Pick out each line in these entries that contains the string "generators".

- **Provided information**

[Start of section]

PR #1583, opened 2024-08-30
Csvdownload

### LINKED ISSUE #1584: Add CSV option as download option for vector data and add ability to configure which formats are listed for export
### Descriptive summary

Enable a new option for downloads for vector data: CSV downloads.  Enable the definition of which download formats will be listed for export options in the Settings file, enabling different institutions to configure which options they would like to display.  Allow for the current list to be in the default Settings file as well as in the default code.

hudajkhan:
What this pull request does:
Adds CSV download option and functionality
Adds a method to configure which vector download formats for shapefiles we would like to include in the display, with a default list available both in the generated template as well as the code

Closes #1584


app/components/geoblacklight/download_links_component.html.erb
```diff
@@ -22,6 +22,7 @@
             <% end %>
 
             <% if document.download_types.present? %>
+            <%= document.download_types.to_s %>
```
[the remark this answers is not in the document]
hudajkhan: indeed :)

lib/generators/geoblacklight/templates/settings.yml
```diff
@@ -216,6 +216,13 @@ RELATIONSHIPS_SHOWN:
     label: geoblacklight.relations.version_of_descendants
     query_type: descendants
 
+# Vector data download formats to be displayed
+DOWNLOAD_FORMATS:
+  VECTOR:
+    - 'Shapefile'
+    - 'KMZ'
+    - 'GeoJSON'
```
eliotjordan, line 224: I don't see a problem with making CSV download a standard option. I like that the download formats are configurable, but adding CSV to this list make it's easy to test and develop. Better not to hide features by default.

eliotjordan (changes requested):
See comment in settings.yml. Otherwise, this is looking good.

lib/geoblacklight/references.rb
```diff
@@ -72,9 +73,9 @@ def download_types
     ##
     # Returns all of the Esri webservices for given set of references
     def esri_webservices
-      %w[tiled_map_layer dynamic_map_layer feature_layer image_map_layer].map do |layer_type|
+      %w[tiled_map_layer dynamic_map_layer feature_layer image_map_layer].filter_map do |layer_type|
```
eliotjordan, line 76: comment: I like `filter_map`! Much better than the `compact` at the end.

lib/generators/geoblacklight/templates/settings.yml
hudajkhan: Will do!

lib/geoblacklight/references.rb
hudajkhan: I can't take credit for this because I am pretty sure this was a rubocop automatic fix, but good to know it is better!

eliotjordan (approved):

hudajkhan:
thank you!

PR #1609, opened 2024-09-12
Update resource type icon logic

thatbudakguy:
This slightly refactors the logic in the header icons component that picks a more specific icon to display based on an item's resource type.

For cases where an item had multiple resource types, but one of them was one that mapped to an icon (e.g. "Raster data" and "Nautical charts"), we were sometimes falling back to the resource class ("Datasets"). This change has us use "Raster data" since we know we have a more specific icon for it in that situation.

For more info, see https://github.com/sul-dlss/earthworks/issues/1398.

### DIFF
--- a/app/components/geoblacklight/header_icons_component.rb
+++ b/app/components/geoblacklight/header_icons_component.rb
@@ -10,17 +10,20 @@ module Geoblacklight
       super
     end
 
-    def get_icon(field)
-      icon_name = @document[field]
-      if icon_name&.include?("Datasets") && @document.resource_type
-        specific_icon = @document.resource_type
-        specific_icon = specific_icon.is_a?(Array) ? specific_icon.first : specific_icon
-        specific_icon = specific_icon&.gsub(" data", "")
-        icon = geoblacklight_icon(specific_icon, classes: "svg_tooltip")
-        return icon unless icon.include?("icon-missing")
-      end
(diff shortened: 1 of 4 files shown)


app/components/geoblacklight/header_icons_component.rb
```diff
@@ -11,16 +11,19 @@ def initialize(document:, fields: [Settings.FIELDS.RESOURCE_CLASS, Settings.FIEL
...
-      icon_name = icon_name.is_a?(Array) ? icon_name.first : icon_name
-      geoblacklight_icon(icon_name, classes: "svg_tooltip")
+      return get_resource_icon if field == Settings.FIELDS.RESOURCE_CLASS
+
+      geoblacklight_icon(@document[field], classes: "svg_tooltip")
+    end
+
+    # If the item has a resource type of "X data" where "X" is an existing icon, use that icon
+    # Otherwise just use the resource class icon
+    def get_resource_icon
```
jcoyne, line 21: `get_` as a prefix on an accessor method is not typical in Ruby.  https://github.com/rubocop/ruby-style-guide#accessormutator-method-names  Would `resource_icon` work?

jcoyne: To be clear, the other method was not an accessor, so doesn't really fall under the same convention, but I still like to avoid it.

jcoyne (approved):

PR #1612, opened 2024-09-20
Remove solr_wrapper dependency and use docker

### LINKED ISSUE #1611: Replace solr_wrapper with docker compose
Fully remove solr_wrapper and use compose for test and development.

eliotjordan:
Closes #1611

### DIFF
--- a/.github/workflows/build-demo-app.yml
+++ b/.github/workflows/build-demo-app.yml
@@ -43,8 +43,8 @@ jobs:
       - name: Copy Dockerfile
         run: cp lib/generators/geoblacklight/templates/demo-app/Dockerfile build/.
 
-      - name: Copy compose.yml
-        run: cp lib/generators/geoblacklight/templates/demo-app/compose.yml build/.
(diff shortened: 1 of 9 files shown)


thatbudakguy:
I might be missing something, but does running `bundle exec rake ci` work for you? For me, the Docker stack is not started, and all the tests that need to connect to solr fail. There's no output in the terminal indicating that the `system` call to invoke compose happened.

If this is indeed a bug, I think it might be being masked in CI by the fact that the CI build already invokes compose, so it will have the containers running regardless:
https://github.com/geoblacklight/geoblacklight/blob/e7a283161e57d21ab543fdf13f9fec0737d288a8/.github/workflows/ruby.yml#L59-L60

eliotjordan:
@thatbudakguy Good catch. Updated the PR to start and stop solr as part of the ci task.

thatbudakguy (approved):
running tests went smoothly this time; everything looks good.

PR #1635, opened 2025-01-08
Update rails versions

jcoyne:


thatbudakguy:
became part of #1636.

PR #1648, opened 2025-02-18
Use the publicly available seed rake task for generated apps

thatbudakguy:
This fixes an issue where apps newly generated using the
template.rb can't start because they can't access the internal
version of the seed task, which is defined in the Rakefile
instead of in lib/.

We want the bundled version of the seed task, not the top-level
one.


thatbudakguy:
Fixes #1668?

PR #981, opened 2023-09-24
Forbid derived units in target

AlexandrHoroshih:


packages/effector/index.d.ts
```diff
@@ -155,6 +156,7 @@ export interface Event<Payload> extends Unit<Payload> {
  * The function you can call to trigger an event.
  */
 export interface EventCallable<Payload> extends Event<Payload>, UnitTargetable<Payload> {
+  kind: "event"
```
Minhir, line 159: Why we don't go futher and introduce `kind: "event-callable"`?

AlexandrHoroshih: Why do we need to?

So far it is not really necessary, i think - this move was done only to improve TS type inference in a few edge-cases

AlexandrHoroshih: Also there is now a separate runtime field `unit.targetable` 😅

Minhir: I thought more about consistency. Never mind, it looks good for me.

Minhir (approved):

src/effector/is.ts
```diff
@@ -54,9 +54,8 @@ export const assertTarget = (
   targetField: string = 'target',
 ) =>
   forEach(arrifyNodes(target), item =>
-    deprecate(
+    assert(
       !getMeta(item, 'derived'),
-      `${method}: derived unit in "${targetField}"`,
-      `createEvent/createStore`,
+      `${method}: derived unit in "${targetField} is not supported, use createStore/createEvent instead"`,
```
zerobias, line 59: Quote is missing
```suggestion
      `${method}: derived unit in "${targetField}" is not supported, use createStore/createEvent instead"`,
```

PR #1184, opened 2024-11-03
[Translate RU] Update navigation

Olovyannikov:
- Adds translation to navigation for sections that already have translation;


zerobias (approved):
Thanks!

[End of section]
[Start of section]

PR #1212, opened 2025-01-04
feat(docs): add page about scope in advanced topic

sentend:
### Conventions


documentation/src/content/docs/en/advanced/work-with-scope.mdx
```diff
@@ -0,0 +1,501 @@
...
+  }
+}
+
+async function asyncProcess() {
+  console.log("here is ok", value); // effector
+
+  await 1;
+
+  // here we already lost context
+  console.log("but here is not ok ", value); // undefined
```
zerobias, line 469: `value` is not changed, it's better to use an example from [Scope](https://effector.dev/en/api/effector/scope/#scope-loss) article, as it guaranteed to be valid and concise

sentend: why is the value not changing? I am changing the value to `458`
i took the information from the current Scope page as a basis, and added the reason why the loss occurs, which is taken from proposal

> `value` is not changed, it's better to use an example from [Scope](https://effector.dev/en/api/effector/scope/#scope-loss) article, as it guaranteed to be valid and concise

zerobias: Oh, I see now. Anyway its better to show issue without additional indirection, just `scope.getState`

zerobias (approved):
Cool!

[End of section]
[Start of section]

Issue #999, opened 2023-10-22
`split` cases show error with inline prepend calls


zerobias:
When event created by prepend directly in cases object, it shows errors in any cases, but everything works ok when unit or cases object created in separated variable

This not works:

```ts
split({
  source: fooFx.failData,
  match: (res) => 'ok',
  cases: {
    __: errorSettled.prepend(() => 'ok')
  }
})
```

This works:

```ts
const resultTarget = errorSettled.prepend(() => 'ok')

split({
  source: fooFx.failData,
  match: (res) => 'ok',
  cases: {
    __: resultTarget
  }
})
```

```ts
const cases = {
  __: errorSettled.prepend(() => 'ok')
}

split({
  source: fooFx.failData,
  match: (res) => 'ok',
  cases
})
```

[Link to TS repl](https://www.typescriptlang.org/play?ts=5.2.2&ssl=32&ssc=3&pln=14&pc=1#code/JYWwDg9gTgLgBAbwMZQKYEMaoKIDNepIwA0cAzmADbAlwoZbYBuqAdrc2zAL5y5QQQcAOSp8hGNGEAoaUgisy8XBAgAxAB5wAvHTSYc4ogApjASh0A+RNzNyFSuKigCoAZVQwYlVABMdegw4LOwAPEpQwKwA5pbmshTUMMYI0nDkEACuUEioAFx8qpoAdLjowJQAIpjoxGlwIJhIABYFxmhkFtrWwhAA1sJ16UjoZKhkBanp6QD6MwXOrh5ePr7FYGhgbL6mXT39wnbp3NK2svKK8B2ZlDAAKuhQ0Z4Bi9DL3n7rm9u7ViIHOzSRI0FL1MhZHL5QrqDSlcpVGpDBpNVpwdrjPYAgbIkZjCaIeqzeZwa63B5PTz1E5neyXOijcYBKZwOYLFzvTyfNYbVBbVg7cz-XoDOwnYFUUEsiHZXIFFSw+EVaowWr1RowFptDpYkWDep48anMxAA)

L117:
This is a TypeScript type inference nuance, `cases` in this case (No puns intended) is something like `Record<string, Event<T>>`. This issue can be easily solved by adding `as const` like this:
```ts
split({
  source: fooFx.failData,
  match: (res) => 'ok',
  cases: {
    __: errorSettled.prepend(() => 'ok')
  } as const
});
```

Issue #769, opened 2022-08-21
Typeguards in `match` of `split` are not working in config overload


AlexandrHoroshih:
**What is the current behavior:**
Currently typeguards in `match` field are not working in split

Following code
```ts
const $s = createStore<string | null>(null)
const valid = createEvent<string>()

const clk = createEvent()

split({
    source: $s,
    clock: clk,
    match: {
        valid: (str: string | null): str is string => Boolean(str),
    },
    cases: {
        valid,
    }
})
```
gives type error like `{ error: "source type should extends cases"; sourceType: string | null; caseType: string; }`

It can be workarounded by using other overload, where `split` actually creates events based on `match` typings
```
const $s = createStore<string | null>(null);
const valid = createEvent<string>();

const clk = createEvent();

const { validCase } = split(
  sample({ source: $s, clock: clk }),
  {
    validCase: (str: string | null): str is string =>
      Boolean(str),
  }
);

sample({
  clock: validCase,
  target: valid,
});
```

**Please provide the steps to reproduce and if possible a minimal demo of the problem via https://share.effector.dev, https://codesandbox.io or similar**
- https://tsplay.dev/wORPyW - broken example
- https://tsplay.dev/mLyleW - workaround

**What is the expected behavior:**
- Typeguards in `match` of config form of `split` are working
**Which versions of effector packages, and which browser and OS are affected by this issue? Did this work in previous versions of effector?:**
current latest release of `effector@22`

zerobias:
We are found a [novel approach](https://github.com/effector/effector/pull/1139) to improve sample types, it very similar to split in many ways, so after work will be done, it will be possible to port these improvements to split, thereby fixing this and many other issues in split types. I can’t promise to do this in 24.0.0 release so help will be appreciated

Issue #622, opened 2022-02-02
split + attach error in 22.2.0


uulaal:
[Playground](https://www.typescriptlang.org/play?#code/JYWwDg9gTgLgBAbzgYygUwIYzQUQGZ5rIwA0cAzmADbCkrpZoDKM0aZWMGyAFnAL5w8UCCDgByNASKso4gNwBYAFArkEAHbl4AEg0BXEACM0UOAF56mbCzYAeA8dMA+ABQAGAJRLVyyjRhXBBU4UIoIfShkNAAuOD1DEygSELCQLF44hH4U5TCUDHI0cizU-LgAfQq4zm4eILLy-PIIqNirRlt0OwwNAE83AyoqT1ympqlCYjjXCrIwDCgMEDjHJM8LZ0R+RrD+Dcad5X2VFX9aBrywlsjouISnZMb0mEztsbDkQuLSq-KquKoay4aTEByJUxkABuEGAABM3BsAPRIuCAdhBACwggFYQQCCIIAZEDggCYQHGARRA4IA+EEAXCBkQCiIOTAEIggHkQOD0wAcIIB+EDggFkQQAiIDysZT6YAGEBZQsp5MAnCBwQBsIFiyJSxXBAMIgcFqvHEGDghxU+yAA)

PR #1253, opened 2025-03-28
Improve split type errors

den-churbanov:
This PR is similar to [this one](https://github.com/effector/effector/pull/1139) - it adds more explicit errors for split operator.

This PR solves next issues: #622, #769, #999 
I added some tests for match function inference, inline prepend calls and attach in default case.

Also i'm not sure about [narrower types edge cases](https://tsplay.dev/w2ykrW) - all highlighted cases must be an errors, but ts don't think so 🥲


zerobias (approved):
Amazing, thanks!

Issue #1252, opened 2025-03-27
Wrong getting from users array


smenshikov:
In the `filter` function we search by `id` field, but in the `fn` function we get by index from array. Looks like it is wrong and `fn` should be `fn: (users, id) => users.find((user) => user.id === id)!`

[End of section]

- **Answer box**
lib/generators/geoblacklight/templates/settings.yml
lib/generators/geoblacklight/templates/settings.yml
         run: cp lib/generators/geoblacklight/templates/demo-app/Dockerfile build/.
-        run: cp lib/generators/geoblacklight/templates/demo-app/compose.yml build/.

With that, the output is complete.